🤖 AI Summary
To address the low efficiency, complex pipelines, and poor generalizability in vectorizing building footprints from remote sensing imagery, this paper proposes the first end-to-end multimodal large language model (MLLM) framework that directly regresses ordered building corner sequences, enabling human-like structured vectorization. The method integrates a vision backbone, learnable positional embeddings, and a large language model, trained via three stages: pretraining, supervised fine-tuning, and preference optimization. Its key contributions are: (1) the first application of MLLMs to remote sensing building extraction; (2) zero-shot cross-region and cross-type generalization; and (3) unified modeling of diverse building geometries. Evaluated on WHU, WHU-Mix, and CrowdAI benchmarks, the framework achieves AP improvements of +5.6, +7.1, and +13.6 over state-of-the-art methods, respectively, demonstrating substantial gains in both accuracy and generalization capability.
📝 Abstract
Automatically extracting vectorized building contours from remote sensing imagery is crucial for urban planning, population estimation, and disaster assessment. Current state-of-the-art methods rely on complex multi-stage pipelines involving pixel segmentation, vectorization, and polygon refinement, which limits their scalability and real-world applicability. Inspired by the remarkable reasoning capabilities of Large Language Models (LLMs), we introduce VectorLLM, the first Multi-modal Large Language Model (MLLM) designed for regular building contour extraction from remote sensing images. Unlike existing approaches, VectorLLM performs corner-point by corner-point regression of building contours directly, mimicking human annotators' labeling process. Our architecture consists of a vision foundation backbone, an MLP connector, and an LLM, enhanced with learnable position embeddings to improve spatial understanding capability.
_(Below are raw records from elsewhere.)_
PR #4875, opened 2021-03-30
VACMS 4871: Switch from Yaml-Tasks to Task [DO NOT MERGE]

ndouglas:
## Description

See #4871.  At present this is just a PoC to see what breaks and where, and if there are any deficits in Task relative to Yaml-Tasks that might make a different course of action necessary.

## Testing done
Ran some Lando commands manually, saw expected things.

## QA steps

As a developer:
1. Validate Acceptance Criteria from issue #4871:
    - [ ] Marks commit statuses as pending
    - [ ] Marks corresponding commit status as fail/pass when test suite is finished

### Definition of Done

- [ ] Documentation has been updated, if applicable.
- [ ] Tests have been added if necessary.
- [ ] Automated tests have passed.
- [ ] Code Quality Tests have passed.
- [ ] Acceptance Criteria in related issue are met.
- [ ] Manual Code Review Approved.

### Select Team for PR review

- [x] `Core Application Team`
- [ ] `Product Support Team`

### Is this PR blocked by another PR?

- [ ] `DO NOT MERGE`

### Does this PR need review from a Product Owner

- [ ] `Needs PO review`

### CMS user-facing annoucement

Is an announcement needed to let editors know of this change? 
- [ ] Yes, and it's written in issue ____ and queued for publication. 
  - [ ] Merge and ping @ rachel-kauff so she's ready to publish after deployment
- [ ] Yes, but it hasn't yet been written 
  - [ ] Don't merge yet -- ping @ rachel-kauff to prompt her to write and queue content
- [x] No announcement is needed for this code change. 
  - [x] Merge & carry on unburdened by announcements

Issue #4871, opened 2021-03-30
Yaml Tasks conflicts with Symfony/Process >= 4.0, preventing D9 upgrade.


ndouglas:
## Description
[Yaml Tasks](https://packagist.org/packages/devshop/yaml-tasks) depends heavily on [Power-Process](https://packagist.org/packages/devshop/power-process), which builds on Symfony Process.  However:

>The Symfony Process component has different typehints in the parameters of several APIs in Symfony 4 than Symfony 3 does. This is due to the fact that Symfony 4 requires PHP 7.1.3 or later, which supports a number of typehints not permitted in earlier PHP versions. This difference is minor for most clients, but presents problems for code that subclasses Process, as it is not possible to be compatible with both the Symofny 3 and the Symfony 4 typehints at the same time.

[`drupal/core`](https://packagist.org/packages/drupal/core) @9.anything requires Symfony Process >= 4.4.

A few possible solutions:

- Submit patches upstream for `devshop/power-process` to be compatible with the Symfony 4 typehints -- seems straightforward
- Replace Yaml Tasks
- Something else that I'm missing.

## Acceptance Criteria
- [ ] Yaml Tasks no longer blocks the Drupal 9 upgrade.

acrollet:
related: https://github.com/department-of-veterans-affairs/va.gov-cms/issues/4109#issuecomment-788154979

ElijahLynn:
Summary from 16th minute:

* Composer-patch seems more difficult because it is a dependency resolution issue and the patches apply after dependencies have been resolved and installed, so it won't work. 
* ACs for replacing yaml-tasks with Task are:
  * Marks commit statuses as pending
  * Marks corresponding commit status as fail/pass when test suite is finished
* Benefits of moving forward towards Task are:
  * Significantly lower feedback loops for CI tests by parallizing some of the test suites
  * CD to DEV/STAGING can be significantly faster with parallelization
  * Moving to a tool with greater community support
  * Untying toolchain dependencies from application dependencies
* Moving to ReviewDog to get back commit-level test output GitHub comments (we broke this with the yaml-tests > yaml-tasks update and really need to get this back as it lowered the feedback loop (when it worked, which it didn't always for Behat because the output was too long and didn't fit inside the comment length limit, so we have room to improve that use case too). 

Unanimously decided to move forward with a PoC of Task with the intent of adding ReviewDog soon after, so that Drupal 9 can be unblocked.

PR #4880, opened 2021-03-31
VACMS-4871: Switch from Yaml Tasks to Task

ndouglas:
## Description

See #4871.  This replaces the original PR #4875 

## QA steps

As a developer
1. Validate Acceptance Criteria from issue #4871.
    - [x] Lando continues to function normally.
      - [x] `lando rebuild` installs [Task](https://github.com/go-task/task)
      - [x] `lando test` executes tests
      - [x] `lando phpunit` executes PHPUnit tests
      - [x] `lando task` executes Task and passes arguments appropriately
    - [ ] on Tugboat:
      - [ ]  Installs:
        - [ ] [`task`](https://github.com/go-task/task)
        - [ ] [`github-commenter`](https://github.com/cloudposse/github-commenter)
        - [ ] [`github-status-updater`](https://github.com/cloudposse/github-status-updater)
      - [ ] `task --taskfile=tests.yml tugboat-tests`
        - [ ] Marks GitHub checks as pending:
          - [ ] `va/tests/accessibility`
          - [ ] `va/tests/behat`
          - [ ] `va/tests/behavioral`
          - [ ] `va/tests/check-cer`
          - [ ] `va/tests/phplint`
          - [ ] `va/tests/phpunit`
          - [ ] `va/tests/revision-log`
          - [ ] `va/tests/status-error`
          - [ ] `va/web/build`
        - [ ] Runs `va/web/build`
        - [ ] Marks `va/web/build` as succeeded after completion
        - [ ] Runs `va/tests`
        - [ ] Marks tests as succeeded after completion:
          - [ ] `va/tests/accessibility`
          - [ ] `va/tests/behat`
          - [ ] `va/tests/behavioral`
          - [ ] `va/tests/check-cer`
          - [ ] `va/tests/phplint`
          - [ ] `va/tests/phpunit`
          - [ ] `va/tests/revision-log`
          - [ ] `va/tests/status-error`
        - [ ] Relevant context (i.e. not the entire output) is added as a comment on the PR for:
          - ~`va/tests/accessibility`~ will open up a followup issue, nontrivial
          - ~`va/tests/behat`~ will open up a followup issue, nontrivial
          - ~`va/tests/behavioral`~ will open up a followup issue, nontrivial
          - [ ] `va/tests/phplint`

### Definition of Done

### Select Team for PR review

- [x] `Core Application Team`
- [ ] `Product Support Team`

- [x] `DO NOT MERGE`

- [ ] `Needs PO review`


ndouglas:
Today: 
- I followed Elijah's excellent instructions on how to build a preview off a branch and use that preview as a base preview for PRs based on that original branch.  I'm going to write up the instructions and shove 'em into a README so they're accessible, but it goes like this:
  1. Push the base branch (e.g. `VACMS-4871-Switch-from-Yaml-Tasks-to-Task` _`upstream`_, not just to `origin`).  This makes it usable as a Base Preview.
  2. In Tugboat, scroll to Branches and click "Build Preview."  This will create a new preview in the Base Previews section.  If you have also pushed to `origin`, **ignore that preview**.  It will only ~break your heart~ waste your time.
  3. Scroll down to the newly-created Base Preview and view it.  
  4. Click "Settings" and select "Use this Preview as a Base Preview", then select "Branch Base Preview."
  5. On your local machine, create a new branch based on the original branch, make changes, push them to `origin`, and when you make the PR, ensure that you are comparing against the base branch you created and not against `main` or `master`.

- I learned useful things about **Task**:
  1. It uses an internal shell written in `go` rather than a local shell so that it will work on Windows.  The tradeoff is that certain shell builtins and constructs won't work correctly, and there seems to be some weirdness with environment variables and variable expansion that's probably just a result of a small project interfacing with decades of accumulated UNIX nightmares.
  2. The YAML used by Task is not 1:1 with that we used with Yaml Tasks, but it's really close.  There's just a little bit of tweaking involved in most cases, but edge cases and obscure uses might cause some issues.

- I learned some useful things about **Tugboat**:
  1.  Apparently this is cached on some level, and it took me way too much time and stress to figure it out:
Screen Shot 2021-03-31 at 4 36 23 PM

- I learned some useful things about `Reviewdog`:
  1. It's proving difficult to get a "Hello, World" sort of thing going.  I'd hoped that I could basically just set up the environment variables and do `echo "test" | reviewdog` or something and get a comment posted in the thread, but that's not the case so far.  It might just be because I'm not posting files and line numbers relevant to the code changes in my test messages.
  2. There were a number of possible ways of implementing the GH integration, and I think only one ([this one](https://github.com/reviewdog/reviewdog#reporter-github-pullrequest-review-comment--reportergithub-pr-review)) is appropriate on a structural level.  Unfortunately, I don't think it's appropriate for all of our cases -- for instance, PHPUnit test failures should be PR comments and not PR review comments attached to specific changes, but I think we need to actually use the ReviewDog app integration for that, and that means using some guy's server as far as I can tell.  So this might be a partial solution at best.

So, all in all it was... an _educational_ day.

acrollet:
possible alternative to reviewdog: https://github.com/cloudposse/github-commenter

acrollet:
> So, all in all it was... an _educational_ day.

ndouglas:
yeah, `github-commenter` seems like a good fit for those more commit-wide or PR-wide comments we wanna do.  Good find!

ndouglas:
At my last job I made a Drupal module that checks for module updates and then makes GH issues (like [this](https://github.com/ainonline/test/issues/371)), so I'm reasonably familiar with the GH API and half of me wants to just do a custom solution, but the other half of me is sane and just wants this to be over with so I can get back to the sprint goals at hand.

Inside of me there are two wolves, etc 😩 

images

ndouglas:
@acrollet @ElijahLynn @oksana-c @indytechcook (Hi, Neil!):

I'm over the `5` estimate that I'd assumed this task would take, so here's an update: 

`reviewdog` is failing to do anything, and I'm not sure why -- fails silently.  🦆 'ed it with Adrian for about an hour just now and we've run several dozen variations of the command in question, used different GH tokens, etc, and it's apparently a no-go.  It's sending requests, but it seems like GH might be silently eating them.  Happy to investigate this further, but I feel like we've been pretty exhaustive.

Adrian identified two other tools, [github-commenter](https://github.com/cloudposse/github-commenter) and [github-status-updater](https://github.com/cloudposse/github-status-updater), which combined match the AC's of #4871 (comments and checks respectively).  `github-commenter` works with my personal GH API token (see test messages in #4881), and I have a script committed to install it, etc.  I haven't tried `github-status-updater`.

So my plan, unless there are objections, is to abandon `reviewdog` and shift to `github-commenter` and `github-status-updater`.

Another option is to fork Yaml-Tasks and Power-Process into this repository and patch them for compatibility with Drupal 9 and kick this can down the road a bit.  That seems faster, but... it's just kicking the can down the road.

Happy to rap about this further at any time, of course.  Except right now 😁

ElijahLynn:
> So my plan, unless there are objections, is to abandon `reviewdog` and shift to `github-commenter` and `github-status-updater`.

I think it makes sense to continue to explore this with the momentum that you have! A partially parallelized test suite solution here will have a huge ripple effect on our velocity, the value is very high.

.reviewdog.yml
```diff
@@ -0,0 +1,11 @@
+runner:
```
indytechcook, line 1: We are running phpcs and reviewdog with github actions.  Does this replace that? Or does this configure reviewdog which runs on Github Actions?

tests.yml
```diff
@@ -1,44 +1,204 @@
...
+      - |
+        {
+          ./tests/scripts/check-cer.sh && \
+            github-status-updater -action=update_state -state=success -context='va/tests/check-cer' -description='Success'
+        } || github-status-updater -action=update_state -state=failure -context='va/tests/check-cer' -description='Failed'
 
-va/tests/revision-log:
-  description: Ensure revision log field is present
-  command: ./tests/scripts/check-revision-logs.sh
+  va/tests/phpcs:
```
indytechcook, line 47: Do we need this since we are running this code view Github Actions?

indytechcook:
I think we should keep static code analysis 100% in Github Actions.  Thoughts?

tests.yml
ndouglas: Nah, it'd be redundant, I'll strip it out.

ndouglas:
I haven't worked with Actions before so I'm unfamiliar with the limitations... but if we can do it in Actions, I think that sounds _much_ better than Tugboat.

indytechcook:
Here is phpcs: https://github.com/department-of-veterans-affairs/va.gov-cms/blob/master/.github/workflows/phpcs.yml

Here is what runs reviewdog (currently poorly named): https://github.com/department-of-veterans-affairs/va.gov-cms/blob/master/.github/workflows/eslint.yml

ndouglas:
I feel like the main benefit of Reviewdog is its ability to do the line-level PR review comment/suggestions.  That should/can be doable with Actions, since there's no DB/file sync/LAMP infrastructure involved.  So really, there's no need to install Reviewdog in Tugboat.

What _would_ be useful would be to catch the Accessibility/Behat/PHPUnit/Build errors and report those as comments, right?

So maybe I was barking up the wrong tree thinking about/focusing on Reviewdog in the first place, and should just cut down these ACs or split those out for doing in Actions?

indytechcook:
> So maybe I was barking up the wrong tree thinking about/focusing on Reviewdog in the first place, and should just cut down these ACs or split those out for doing in Actions?

Keep the static code analysis in Github Actions.  We are already using reviewdog for one of them so maybe update all of them to use it?  I'll leave it to you.

> What would be useful would be to catch the Accessibility/Behat/PHPUnit/Build errors and report those as comments, right?

The ability to provide comments on commits from ansible is awesome and would be very beneficial.  

Also It what's the different between `github-status-updater` and reviewdog?

ndouglas:
For anyone interested, I'll open this for Review tomorrow but wanted to solicit any feedback on the ACs I've written above, any extra comments/suggestions/complaints/grievances, etc.

Stuff as Currently Implemented _and_ Tested:

- [ ] Lando continues to function normally.
  - [ ] `lando rebuild` installs Task
  - [ ] `lando test` executes tests
  - [x] `lando phpunit` executes PHPUnit tests
  - [x] `lando task` executes Task and passes arguments appropriately
- [ ] on Tugboat:
  - [x]  Installs:
    - [x] [`task`](https://github.com/go-task/task)
    - [x] [`github-commenter`](https://github.com/cloudposse/github-commenter)
    - [x] [`github-status-updater`](https://github.com/cloudposse/github-status-updater)
  - [x] `task --taskfile=tests.yml tugboat-tests`
    - [x] Marks GitHub checks as pending:
      - [x] `va/tests/accessibility`
      - [x] `va/tests/behat`
      - [x] `va/tests/behavioral`
      - [x] `va/tests/check-cer`
      - [x] `va/tests/phplint`
      - [x] `va/tests/phpunit`
      - [x] `va/tests/revision-log`
      - [x] `va/tests/status-error`
      - [x] `va/web/build`
    - [x] Runs `va/web/build`
    - [x] Marks `va/web/build` as succeeded after completion
    - [x] Runs `va/tests`
    - [ ] Marks tests as succeeded after completion:
      - [x] `va/tests/accessibility`
      - [x] `va/tests/behat`
      - [x] `va/tests/behavioral`
      - [x] `va/tests/check-cer`
      - [x] `va/tests/phplint`
      - [ ] `va/tests/phpunit`
      - [ ] `va/tests/revision-log`
      - [ ] `va/tests/status-error`
    - [ ] Relevant context (i.e. not the entire output) is added as a comment on the PR for:
      - [ ] `va/tests/accessibility`
      - [ ] `va/tests/behat`
      - [ ] `va/tests/behavioral`
      - [x] `va/tests/phplint`

ndouglas:
Actually, need to make sure devops is synced up with this first.

.tugboat/.env.j2
```diff
@@ -20,3 +20,11 @@ BEHAT_PARAMS='{"extensions":{"Behat\\MinkExtension":{"base_url":"{{ TUGBOAT_DEFA
 # Manually set column width to work around yaml-tests bug & Tugboat not having an interactive TTY when running tests.
 # TODO: explain bug
 COLUMNS=1000
+
+# GitHub-Commenter and GitHub-Status-Updater environment variables.
+GITHUB_ACTION=update_state
```
ElijahLynn, line 25: Discussed removing on a call.

tests.yml
```diff
@@ -1,44 +1,183 @@
...
+        {
+          ./tests/scripts/build-web.sh && \
+            github-status-updater -action=update_state -state=success -context='{{ .TASK }}' -description='Success'
+        } || github-status-updater -action=update_state -state=failure -context='{{ .TASK }}' -description='Failed'
+
+  set-check-status:
+    cmds:
+      - github-status-updater -action=update_state -state="{{ .STATUS }}" -context="{{ .CONTEXT }}" -description="{{ .DESCRIPTION }}"
+
+  set-all-tests-pending:
```
ElijahLynn, line 115:
```suggestion
  # Any changes to test names or additions or removals must be updated here as well for the Pending status to work. 
  set-all-tests-pending:
```

composer.json
```diff
@@ -138,11 +137,15 @@
...
         "knplabs/github-api": "^1.4",
+        "mglaman/phpstan-drupal": "^0.12.9",
+        "michelf/php-markdown": "^1.8",
         "mikey179/vfsstream": "^1.6",
         "mouf/nodejs-installer": "^1.0",
         "npm-asset/yarn": "1.21.1",
         "oomphinc/composer-installers-extender": "^2.0",
         "php-http/guzzle6-adapter": "^1.1",
+        "phpstan/phpstan": "^0.12.82",
+        "phpstan/phpstan-deprecation-rules": "^0.12.6",
```
ElijahLynn, line 148: We discussed moving these to a DEV dependency.

ElijahLynn (approved):

ElijahLynn:
Nice work Nate (and @acrollet)!!!!

We did discuss leaving DEV as a dry-run invocation in the other PR and not running tests there as we are going to be removing DEV altogether as we have separate cms-test STAGING and PROD to do actual development work on for devops and we have Tugboat for better dev environments for application engineers. 

There are/will be follow up issues for both the commenting part and parallelization.

.tugboat/config.yml
```diff
@@ -111,10 +120,11 @@ services:
       # and update steps, because the results of those are inherited
       # from the base preview.
       build:
-        # Currently resetting to the remote branch/PR SHA since yaml-tasks runs tests status against this commit.
+        # Currently resetting to the remote branch/PR SHA since Task runs tests status against this commit.
```
acrollet, line 123:
```suggestion
        # Currently resetting to the remote branch/PR SHA since [Task](https://github.com/go-task/task) runs tests status against this commit.
```

composer.json
```diff
@@ -10,7 +10,10 @@
         "drupal/console": "^1.9",
         "drupal/console-extend-plugin": "^0.9.5",
         "drupal/media_entity_generic": "^1.0",
-        "marcortola/behat-seo-contexts": "^3.1"
+        "marcortola/behat-seo-contexts": "^3.1",
+        "mglaman/phpstan-drupal": "^0.12.9",
+        "phpstan/phpstan": "^0.12.83",
+        "phpstan/phpstan-deprecation-rules": "^0.12.6"
```
acrollet, line 16: do we want to bring these deps in as part of this PR?

composer.json
```diff
@@ -137,6 +139,7 @@
         "easyrdf/easyrdf": "1.1.1 as 0.9.1",
         "http-interop/http-factory-guzzle": "^1.0",
         "knplabs/github-api": "^1.4",
+        "michelf/php-markdown": "^1.8",
```
acrollet, line 142: is this a dep of phpstan?

acrollet (dismissed):
Generally looks great, a very small suggestion and a couple questions

composer.json
ndouglas: wouldn't think so... I'll poke around.

acrollet (approved):
Approved pending confirmation of passing tests on tugboat from @ndouglas

acrollet (dismissed):

.lando.yml
```diff
@@ -141,11 +145,12 @@ tooling:
     cmd: "rm /usr/local/etc/php/conf.d/docker-php-ext-xdebug.ini && /etc/init.d/apache2 reload"
     user: root
 
-
   phpunit:
     service: appserver
     description: "Run VA PHPUnit tests found in va/tests/phpunit: lando phpunit. Syntax: lando phpunit"
-    cmd: "./bin/yaml-tasks --tasks-file=tests.yml va/tests/phpunit"
+    cmd: "./bin/task --taskfile=tests.yml va/tests/phpunit --"
```
indytechcook, line 151: What does the trailing `--` do?  Teach an old man

.tugboat/config.yml
```diff
@@ -139,7 +149,7 @@ services:
       online:
         # We only want tests running on PRs, not branches like the base preview build of master.
         # This sets the commit status checks to pending all at once.
-        - if [ "$TUGBOAT_PREVIEW_TYPE" = "pullrequest" ]; then ./bin/yaml-tasks --tasks-file=tests.yml va/web/build va/tests; fi
+        - if [ "$TUGBOAT_PREVIEW_TYPE" = "pullrequest" ]; then bash -lc 'task --taskfile=tests.yml'; fi
```
indytechcook, line 152: More learning for me... Does `bash -lc` do some extra logging?

.lando.yml
ndouglas: The `--` means that any additional CLI options will get passed to the process being called and not to Task itself.  TL;DR: tells `task` to ignore CLI options after that point.

.tugboat/config.yml
ndouglas: `bash -l` starts a login shell, which means it'll read from `.bashrc` and get the appropriate $PATH that we populated above.

tests.yml
```diff
@@ -1,44 +1,227 @@
...
-  description: Build VA.gov Front-end
-  command: ./tests/scripts/build-web.sh
+  va/tests/behat:
+    desc: Behat Tests
+    cmds:
+      - |
+        cd tests/behat
+        result="$(behat --colors)"
+        exit_code=$?
+        if [ "$SKIP_REPORTING" -ne 1 ]; then
```
indytechcook, line 33: I like the use of `$SKIP_REPORTING` throughout.  Much better the hard coding something.

.lando.yml
ndouglas: This actually isn't terribly useful anymore, since those passed arguments aren't getting referenced anywhere.  Back when the command being executed was `phpunit tests/phpunit`, it made sense.  Now that it's like 12 lines of shell hell, it makes less sense 😩

tests.yml
```diff
@@ -1,44 +1,227 @@
...
+          else
+            github-status-updater -action=update_state -state=failure -context='{{ .TASK }}' -description='Failed'
+            [ -z "${GITHUB_COMMENT_TYPE}" ] && github-commenter -delete-comment-regex="{{ .TASK }}" -comment="${result}"
+          fi
+        fi
 
-va/tests/check-cer:
-  description: Ensure cer fields exist
-  command: ./tests/scripts/check-cer.sh
+  va/tests/phplint:
```
indytechcook, line 69: I'd really like linting not to run in jenkins, we have https://github.com/department-of-veterans-affairs/va.gov-cms/blob/master/.github/workflows/phpcs.yml.  Help me understand what this is doing.

ndouglas: `phplint` is running the built-in PHP linter (just `php -l`) on all our custom code.  It's not terribly slow.  I totally wanna move it to Actions too, but was trying to keep feature parity in this PR 😅

ndouglas: Re-read the code in question and realized that you were probably talking about everything _around_ `php -l` and not `php -l` itself.

It's catting a heredoc into bash because Task doesn't use a real shell like bash or even sh to execute commands -- it uses a built-in shell.  So some builtins and bash syntax won't work, and `trap` won't work -- which I use to simplify the logic for grabbing the output from the `find... php -l` command.

So it finds the .whatever files and passes them to `php -l`.  If it returns 0, then all the files are fine and we can move on with our lives.  If it returns non-0, then we append the `php -l` output to `$result` because it's relevant and we need to post it as a GH comment explaining why this test failed.

acrollet: > It's catting a heredoc into bash because Task doesn't use a real shell like bash or even sh to execute commands -- it uses a built-in shell. So some builtins and bash syntax won't work, and `trap` won't work -- which I use to simplify the logic for grabbing the output from the `find... php -l` command.

Use go-task, he said. It'll be easy, he said.

tests.yml
```diff
@@ -1,44 +1,227 @@
...
+            github-status-updater -action=update_state -state=success -context='{{ .TASK }}' -description='Success'
+          else
+            github-status-updater -action=update_state -state=failure -context='{{ .TASK }}' -description='Failed'
+          fi
+        fi
 
-va/tests/revision-log:
-  description: Ensure revision log field is present
-  command: ./tests/scripts/check-revision-logs.sh
+  va/tests/check-cer:
```
indytechcook, line 55: This one was a bit confusing to me so I looked at the script.  It's static code analysis (so we should some day move to github actions but NOT NOW).  Also, if we want to validate the fields exist should we be checking in Drupal instead of a file?  This is not to be addressed now, just something for use to follow up on.

tests.yml
ndouglas: "Nate's Task PR contains an ad hoc, informally-specified, bug-ridden, slow implementation of half of Yaml-Tasks."
- please don't say this

acrollet: /me won't

indytechcook: All good, let's keep it!

indytechcook (approved):

tests.yml
ndouglas: I prefer checking YAML to checking inside of a running Drupal system, personally.  I think that's more extensible, using `yq`, etc, than writing e.g. PHPUnit ExistingWebBase tests or something like that and having to write separate stuff for checking for the existence of certain fields, forms, content types, etc.  (Thinking about the intersection between this and Drupal-Spec-Tool)  And it'd be waaaaaaaaaaay faster and can run in parallel rather than adding additional functional tests that might have side effects.

indytechcook: Yes, I forgot about the spec tool.  

> I prefer checking YAML to checking inside of a running Drupal system, personally.

This assume the files might change.  Is that correct?

> run in parallel

Github actions run in parallel :). Though I assume you were talking about PHPUnit.

ndouglas: I assume anything could change.  Actually, I'm a little surprised that the Spec Tool doesn't cover this anyway 🤔  We already have a spike for the Spec Tool, so I can add this as a comment and either research and figure out why this exists separately or we can rap about it during the spike.

acrollet: I believe it's because the revision log isn't a regular DB field and doesn't get surfaced to the spec tool.

acrollet: Also to clarify, the script ensures that the revision log field is present in the right region of the form. (At the bottom of the main form rather than the default location in the sidebar)

ndouglas: wait, were we talking about `check-cer` or `revision-log`?

acrollet: whoops, good question!

ndouglas:
Forcefully merged because I had to resolve a composer.lock conflict 😩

Through comprehensive exploration of training strategies including pretraining, supervised fine-tuning, and preference optimization across WHU, WHU-Mix, and CrowdAI datasets, VectorLLM significantly outperformed the previous SOTA methods by 5.6 AP, 7.1 AP, 13.6 AP, respectively in the three datasets. Remarkably, VectorLLM exhibits strong zero-shot performance on unseen objects including aircraft, water bodies, and oil tanks, highlighting its potential for unified modeling of diverse remote sensing object contour extraction tasks. Overall, this work establishes a new paradigm for vector extraction in remote sensing, leveraging the topological reasoning capabilities of LLMs to achieve both high accuracy and exceptional generalization. All the codes and weights will be published for promoting community development.